_Material for this task_
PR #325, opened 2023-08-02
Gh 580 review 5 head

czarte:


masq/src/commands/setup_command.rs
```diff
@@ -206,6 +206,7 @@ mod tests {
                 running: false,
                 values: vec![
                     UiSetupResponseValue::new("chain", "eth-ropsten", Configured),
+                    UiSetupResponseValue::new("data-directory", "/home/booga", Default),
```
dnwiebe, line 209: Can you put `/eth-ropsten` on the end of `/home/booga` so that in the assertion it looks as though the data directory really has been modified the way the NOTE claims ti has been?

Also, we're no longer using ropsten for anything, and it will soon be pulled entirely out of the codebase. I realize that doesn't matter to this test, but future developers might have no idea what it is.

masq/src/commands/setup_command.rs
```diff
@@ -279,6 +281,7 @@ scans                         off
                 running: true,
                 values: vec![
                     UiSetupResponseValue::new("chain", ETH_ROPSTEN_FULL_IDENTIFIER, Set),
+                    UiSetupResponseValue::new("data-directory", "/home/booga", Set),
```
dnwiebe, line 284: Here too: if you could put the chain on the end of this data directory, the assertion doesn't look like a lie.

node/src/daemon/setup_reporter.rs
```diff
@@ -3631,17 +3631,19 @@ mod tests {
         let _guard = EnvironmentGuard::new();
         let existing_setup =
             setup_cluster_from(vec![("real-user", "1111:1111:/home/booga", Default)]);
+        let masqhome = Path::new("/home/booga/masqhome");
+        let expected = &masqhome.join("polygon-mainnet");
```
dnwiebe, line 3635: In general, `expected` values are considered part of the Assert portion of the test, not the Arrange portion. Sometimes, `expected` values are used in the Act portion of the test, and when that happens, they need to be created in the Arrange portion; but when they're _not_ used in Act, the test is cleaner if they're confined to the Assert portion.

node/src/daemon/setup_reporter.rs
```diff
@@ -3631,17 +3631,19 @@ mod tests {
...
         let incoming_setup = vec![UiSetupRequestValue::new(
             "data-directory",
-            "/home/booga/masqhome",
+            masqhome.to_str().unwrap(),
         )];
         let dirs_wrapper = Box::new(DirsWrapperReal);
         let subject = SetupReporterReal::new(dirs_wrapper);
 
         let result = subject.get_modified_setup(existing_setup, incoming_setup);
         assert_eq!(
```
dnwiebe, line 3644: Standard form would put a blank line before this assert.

--

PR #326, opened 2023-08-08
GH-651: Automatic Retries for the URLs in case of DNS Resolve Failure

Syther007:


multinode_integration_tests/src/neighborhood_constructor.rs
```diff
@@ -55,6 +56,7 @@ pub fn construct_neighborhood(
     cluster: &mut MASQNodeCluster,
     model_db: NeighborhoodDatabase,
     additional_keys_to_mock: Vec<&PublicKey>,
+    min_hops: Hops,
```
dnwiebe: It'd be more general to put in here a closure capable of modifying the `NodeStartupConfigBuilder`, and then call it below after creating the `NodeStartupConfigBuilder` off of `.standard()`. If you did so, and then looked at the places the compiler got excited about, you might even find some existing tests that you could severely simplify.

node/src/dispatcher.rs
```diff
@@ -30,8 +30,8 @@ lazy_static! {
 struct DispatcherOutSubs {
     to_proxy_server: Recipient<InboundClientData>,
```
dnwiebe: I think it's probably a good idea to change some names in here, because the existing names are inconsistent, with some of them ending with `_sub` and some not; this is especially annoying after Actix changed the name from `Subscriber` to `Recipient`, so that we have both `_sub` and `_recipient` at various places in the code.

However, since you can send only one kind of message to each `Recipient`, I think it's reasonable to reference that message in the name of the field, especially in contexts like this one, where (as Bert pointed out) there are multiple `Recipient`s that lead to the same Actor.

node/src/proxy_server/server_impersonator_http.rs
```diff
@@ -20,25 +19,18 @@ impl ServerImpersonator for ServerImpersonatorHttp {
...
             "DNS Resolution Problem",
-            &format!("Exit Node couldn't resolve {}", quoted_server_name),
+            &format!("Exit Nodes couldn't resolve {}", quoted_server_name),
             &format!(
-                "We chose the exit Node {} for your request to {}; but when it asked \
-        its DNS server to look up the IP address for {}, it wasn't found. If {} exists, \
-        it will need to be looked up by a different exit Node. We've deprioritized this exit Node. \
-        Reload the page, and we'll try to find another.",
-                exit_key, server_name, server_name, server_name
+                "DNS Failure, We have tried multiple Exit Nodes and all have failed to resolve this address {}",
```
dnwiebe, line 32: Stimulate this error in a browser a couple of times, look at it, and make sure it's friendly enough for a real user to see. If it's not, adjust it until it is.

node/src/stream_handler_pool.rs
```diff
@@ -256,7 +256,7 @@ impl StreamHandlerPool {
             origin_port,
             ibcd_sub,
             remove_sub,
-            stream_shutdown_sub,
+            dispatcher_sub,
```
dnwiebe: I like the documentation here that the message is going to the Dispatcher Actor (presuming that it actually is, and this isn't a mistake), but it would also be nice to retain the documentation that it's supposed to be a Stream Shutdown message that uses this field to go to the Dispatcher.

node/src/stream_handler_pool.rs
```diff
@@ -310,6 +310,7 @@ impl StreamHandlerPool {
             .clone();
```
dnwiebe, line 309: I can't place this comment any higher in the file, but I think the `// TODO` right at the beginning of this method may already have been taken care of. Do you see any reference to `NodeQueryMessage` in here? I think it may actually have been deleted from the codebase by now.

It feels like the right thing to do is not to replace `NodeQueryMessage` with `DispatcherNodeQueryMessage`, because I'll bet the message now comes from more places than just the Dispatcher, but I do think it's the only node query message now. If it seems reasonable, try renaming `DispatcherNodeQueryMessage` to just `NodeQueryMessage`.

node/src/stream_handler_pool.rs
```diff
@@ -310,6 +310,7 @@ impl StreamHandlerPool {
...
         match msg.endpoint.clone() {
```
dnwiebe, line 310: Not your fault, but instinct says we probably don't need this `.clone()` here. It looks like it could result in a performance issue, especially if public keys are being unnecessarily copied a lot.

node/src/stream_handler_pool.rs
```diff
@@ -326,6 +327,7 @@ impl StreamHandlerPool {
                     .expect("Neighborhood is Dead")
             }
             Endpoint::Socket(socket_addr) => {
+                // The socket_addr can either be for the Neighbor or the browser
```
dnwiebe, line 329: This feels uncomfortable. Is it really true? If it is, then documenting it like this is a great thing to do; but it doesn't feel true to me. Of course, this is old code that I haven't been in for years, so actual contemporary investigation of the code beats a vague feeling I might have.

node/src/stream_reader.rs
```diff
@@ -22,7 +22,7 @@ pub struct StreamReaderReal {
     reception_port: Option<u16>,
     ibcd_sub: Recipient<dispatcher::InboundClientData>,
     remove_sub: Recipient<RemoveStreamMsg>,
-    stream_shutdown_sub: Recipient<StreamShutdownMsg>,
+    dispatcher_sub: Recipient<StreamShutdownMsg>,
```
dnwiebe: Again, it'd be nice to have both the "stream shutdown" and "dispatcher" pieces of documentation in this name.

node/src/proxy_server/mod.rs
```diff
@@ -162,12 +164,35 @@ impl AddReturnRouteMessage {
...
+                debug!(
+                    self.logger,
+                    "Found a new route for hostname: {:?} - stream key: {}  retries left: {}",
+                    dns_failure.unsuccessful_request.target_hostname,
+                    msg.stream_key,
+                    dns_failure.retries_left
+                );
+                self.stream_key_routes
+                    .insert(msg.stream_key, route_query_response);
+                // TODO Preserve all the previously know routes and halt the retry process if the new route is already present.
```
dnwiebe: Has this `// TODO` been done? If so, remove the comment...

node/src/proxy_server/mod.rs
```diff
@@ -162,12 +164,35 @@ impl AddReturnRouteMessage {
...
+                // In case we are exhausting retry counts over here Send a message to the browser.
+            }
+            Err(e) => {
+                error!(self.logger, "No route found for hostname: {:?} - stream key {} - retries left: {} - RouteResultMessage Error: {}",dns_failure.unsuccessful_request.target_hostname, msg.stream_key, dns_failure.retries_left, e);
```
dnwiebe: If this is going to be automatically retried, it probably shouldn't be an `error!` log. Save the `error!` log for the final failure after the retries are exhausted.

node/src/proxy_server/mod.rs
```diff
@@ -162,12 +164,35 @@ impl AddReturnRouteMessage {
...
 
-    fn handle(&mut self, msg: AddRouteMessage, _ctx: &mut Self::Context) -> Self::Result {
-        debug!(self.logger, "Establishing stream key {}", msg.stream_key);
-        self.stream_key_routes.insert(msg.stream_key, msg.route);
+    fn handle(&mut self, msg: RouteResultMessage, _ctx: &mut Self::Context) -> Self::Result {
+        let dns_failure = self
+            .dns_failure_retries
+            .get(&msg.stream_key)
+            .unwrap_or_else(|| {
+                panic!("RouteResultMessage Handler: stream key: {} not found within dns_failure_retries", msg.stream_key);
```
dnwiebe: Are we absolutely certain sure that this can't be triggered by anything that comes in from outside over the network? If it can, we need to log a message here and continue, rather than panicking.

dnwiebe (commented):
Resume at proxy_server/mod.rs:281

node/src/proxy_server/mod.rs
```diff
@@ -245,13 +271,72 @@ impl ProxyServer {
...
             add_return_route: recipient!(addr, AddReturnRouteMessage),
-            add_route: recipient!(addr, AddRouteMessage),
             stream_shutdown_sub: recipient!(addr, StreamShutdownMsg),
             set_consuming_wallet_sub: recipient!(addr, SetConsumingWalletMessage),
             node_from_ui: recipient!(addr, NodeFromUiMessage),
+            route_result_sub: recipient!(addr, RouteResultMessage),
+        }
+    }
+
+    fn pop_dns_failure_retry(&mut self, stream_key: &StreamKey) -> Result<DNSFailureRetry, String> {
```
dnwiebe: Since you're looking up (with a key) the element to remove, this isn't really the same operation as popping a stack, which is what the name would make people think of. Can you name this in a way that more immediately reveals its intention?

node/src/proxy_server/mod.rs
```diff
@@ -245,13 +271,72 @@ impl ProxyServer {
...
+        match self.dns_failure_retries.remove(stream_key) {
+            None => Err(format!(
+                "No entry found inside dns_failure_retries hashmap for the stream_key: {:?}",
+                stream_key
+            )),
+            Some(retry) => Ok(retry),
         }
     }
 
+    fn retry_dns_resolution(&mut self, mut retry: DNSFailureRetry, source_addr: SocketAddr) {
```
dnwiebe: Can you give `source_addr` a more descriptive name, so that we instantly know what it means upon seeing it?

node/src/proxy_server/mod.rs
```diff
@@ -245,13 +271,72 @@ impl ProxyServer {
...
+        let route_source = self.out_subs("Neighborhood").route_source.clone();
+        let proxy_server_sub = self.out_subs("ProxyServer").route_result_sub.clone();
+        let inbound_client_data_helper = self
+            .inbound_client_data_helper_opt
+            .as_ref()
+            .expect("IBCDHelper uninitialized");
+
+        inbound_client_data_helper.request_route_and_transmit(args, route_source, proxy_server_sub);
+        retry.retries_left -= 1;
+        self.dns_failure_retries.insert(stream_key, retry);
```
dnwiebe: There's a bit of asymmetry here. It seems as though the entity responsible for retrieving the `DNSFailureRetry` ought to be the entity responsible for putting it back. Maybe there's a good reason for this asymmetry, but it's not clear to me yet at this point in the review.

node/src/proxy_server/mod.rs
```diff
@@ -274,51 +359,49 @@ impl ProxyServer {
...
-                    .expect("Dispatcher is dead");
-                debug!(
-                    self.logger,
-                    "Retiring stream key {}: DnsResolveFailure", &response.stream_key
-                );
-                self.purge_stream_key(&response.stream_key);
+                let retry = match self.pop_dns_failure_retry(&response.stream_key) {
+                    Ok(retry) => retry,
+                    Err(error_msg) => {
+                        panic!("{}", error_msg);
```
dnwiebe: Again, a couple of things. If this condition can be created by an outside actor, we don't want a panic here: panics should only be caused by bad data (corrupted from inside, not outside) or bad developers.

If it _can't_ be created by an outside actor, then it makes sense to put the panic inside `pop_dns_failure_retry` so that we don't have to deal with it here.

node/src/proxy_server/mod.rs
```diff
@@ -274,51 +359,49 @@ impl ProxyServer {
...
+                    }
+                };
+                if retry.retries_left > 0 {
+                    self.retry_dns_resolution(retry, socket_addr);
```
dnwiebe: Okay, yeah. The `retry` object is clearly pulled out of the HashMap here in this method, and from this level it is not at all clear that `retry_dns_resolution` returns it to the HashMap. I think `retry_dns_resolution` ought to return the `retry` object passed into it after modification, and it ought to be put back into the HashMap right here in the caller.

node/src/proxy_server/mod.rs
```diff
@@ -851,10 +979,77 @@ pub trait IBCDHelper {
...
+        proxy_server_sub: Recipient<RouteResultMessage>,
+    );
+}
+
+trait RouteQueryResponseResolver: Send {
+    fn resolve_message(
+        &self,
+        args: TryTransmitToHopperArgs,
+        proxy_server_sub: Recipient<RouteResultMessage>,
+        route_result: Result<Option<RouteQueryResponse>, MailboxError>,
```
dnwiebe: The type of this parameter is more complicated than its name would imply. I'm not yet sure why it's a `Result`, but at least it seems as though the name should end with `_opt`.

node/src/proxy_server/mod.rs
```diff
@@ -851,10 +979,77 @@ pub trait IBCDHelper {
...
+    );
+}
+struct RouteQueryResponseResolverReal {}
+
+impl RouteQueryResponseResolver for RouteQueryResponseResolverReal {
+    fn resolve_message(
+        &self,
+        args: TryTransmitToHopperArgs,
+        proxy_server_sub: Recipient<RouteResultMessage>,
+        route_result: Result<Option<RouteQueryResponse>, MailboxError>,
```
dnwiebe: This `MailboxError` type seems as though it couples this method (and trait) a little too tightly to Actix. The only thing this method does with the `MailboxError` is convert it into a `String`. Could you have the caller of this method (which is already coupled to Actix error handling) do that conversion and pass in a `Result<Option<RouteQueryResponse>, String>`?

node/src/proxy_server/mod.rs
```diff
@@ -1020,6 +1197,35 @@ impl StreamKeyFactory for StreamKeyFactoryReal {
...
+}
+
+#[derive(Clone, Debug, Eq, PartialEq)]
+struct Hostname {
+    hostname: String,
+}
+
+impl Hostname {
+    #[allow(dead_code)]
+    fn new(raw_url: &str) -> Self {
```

_Directions for this task_
Across the entries above, work out how many lines hold "your". The answer is that number alone.

_Response to this exercise_
2